* Records shown *
◆ ◆ ◆ ◆

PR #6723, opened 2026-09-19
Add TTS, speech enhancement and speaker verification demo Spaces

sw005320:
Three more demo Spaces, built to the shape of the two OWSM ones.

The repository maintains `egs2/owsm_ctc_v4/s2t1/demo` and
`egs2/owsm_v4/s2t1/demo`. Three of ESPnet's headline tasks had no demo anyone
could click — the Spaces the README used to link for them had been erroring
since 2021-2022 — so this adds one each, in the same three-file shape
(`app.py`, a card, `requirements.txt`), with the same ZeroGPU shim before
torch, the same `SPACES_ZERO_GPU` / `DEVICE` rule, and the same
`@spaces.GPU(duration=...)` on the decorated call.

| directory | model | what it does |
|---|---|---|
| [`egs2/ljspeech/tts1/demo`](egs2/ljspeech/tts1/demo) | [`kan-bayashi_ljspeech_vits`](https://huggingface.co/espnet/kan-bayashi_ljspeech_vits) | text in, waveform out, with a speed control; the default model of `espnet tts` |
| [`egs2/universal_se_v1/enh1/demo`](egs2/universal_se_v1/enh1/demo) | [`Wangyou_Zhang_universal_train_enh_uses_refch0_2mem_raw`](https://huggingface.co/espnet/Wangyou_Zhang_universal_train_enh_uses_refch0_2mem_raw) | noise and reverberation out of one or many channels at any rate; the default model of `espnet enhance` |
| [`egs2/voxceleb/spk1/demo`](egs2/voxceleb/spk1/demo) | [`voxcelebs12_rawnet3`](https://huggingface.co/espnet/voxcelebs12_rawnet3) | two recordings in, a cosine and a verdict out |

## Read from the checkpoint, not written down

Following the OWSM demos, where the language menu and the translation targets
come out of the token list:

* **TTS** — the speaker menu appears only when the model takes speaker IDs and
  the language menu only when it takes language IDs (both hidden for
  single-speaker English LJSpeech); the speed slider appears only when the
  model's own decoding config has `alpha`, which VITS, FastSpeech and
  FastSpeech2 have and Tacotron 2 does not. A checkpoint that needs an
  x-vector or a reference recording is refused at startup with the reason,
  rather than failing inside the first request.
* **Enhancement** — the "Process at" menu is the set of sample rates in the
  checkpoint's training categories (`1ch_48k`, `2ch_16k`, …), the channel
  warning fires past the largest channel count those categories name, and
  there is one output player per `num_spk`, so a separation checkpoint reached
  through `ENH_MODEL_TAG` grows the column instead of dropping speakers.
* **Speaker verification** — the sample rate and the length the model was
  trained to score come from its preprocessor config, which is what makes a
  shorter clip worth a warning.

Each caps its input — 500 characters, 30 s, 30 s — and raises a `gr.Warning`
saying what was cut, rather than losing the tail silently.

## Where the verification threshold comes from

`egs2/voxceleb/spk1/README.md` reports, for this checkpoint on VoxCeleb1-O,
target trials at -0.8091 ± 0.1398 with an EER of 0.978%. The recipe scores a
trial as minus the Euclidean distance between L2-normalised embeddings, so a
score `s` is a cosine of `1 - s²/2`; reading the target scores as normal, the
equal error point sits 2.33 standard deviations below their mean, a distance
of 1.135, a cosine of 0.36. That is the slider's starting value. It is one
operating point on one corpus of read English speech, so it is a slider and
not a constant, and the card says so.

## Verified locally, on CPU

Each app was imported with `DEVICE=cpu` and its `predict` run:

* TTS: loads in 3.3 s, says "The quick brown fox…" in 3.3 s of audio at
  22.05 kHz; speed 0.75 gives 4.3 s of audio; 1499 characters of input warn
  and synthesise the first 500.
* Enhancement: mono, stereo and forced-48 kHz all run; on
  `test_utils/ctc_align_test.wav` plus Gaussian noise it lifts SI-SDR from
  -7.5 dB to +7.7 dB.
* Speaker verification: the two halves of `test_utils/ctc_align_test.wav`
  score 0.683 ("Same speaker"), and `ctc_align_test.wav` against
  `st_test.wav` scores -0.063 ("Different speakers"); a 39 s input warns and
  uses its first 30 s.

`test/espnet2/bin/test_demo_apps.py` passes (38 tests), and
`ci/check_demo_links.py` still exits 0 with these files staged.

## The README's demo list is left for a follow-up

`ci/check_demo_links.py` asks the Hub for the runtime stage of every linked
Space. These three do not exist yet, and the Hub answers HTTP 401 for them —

◆ ◆ ◆ ◆

* Your objective *
Beginning at the line that contains "all run; on", give again every line down to the end of the material, exactly as written, and stop there.

* Solved exercise *
* Enhancement: mono, stereo and forced-48 kHz all run; on
  `test_utils/ctc_align_test.wav` plus Gaussian noise it lifts SI-SDR from
  -7.5 dB to +7.7 dB.
* Speaker verification: the two halves of `test_utils/ctc_align_test.wav`
  score 0.683 ("Same speaker"), and `ctc_align_test.wav` against
  `st_test.wav` scores -0.063 ("Different speakers"); a 39 s input warns and
  uses its first 30 s.

`test/espnet2/bin/test_demo_apps.py` passes (38 tests), and
`ci/check_demo_links.py` still exits 0 with these files staged.

## The README's demo list is left for a follow-up

`ci/check_demo_links.py` asks the Hub for the runtime stage of every linked
Space. These three do not exist yet, and the Hub answers HTTP 401 for them —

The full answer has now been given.